--- RECORDS SUPPLIED Enclosed Below ---
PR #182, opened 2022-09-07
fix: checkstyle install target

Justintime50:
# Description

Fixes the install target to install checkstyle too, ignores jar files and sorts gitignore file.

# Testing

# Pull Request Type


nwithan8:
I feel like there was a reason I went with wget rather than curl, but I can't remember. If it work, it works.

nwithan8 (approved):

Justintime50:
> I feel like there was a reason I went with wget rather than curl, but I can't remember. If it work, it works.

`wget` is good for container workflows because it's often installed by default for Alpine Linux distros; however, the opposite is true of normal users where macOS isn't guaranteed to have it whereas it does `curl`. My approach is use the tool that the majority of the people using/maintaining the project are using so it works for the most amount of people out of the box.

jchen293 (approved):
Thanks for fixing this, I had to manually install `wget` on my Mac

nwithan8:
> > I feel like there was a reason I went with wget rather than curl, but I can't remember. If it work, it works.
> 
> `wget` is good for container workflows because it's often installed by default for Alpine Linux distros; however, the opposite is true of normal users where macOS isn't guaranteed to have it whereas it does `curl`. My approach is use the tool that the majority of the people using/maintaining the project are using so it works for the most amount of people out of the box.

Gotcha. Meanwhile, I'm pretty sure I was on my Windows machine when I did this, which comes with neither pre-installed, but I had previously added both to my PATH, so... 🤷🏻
--- End of Enclosed RECORDS SUPPLIED ---
**AIM OF THE EXERCISE**
Every line with "macOS" in it should be copied from the entries.

**OUTPUT OF THE TASK**
`wget` is good for container workflows because it's often installed by default for Alpine Linux distros; however, the opposite is true of normal users where macOS isn't guaranteed to have it whereas it does `curl`. My approach is use the tool that the majority of the people using/maintaining the project are using so it works for the most amount of people out of the box.
> `wget` is good for container workflows because it's often installed by default for Alpine Linux distros; however, the opposite is true of normal users where macOS isn't guaranteed to have it whereas it does `curl`. My approach is use the tool that the majority of the people using/maintaining the project are using so it works for the most amount of people out of the box.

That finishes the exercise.